Exercise:
Could you set down exactly the lines in the records below between the line holding "This patch aims" and the line holding "The (uncolored) variant", inclusive?

[Dataset entries — start]

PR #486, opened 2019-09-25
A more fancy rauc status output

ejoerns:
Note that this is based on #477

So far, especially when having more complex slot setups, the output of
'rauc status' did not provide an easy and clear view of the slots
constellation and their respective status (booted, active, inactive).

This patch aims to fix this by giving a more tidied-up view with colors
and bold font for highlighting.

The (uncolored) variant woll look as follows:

[Dataset entries — finish]
[Dataset entries — start]

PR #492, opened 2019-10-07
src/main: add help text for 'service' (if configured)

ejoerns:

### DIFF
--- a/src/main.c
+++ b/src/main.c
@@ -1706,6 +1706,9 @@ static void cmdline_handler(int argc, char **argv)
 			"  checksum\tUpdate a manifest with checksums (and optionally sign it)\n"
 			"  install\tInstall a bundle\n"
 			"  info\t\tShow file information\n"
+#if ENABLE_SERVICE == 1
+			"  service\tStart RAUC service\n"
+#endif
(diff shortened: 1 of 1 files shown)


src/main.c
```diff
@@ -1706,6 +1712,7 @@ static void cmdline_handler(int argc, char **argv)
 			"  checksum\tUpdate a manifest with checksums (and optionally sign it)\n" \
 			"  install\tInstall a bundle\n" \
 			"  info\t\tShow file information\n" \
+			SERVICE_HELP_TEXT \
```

[Dataset entries — finish]

Solved exercise:
This patch aims to fix this by giving a more tidied-up view with colors
and bold font for highlighting.

The (uncolored) variant woll look as follows:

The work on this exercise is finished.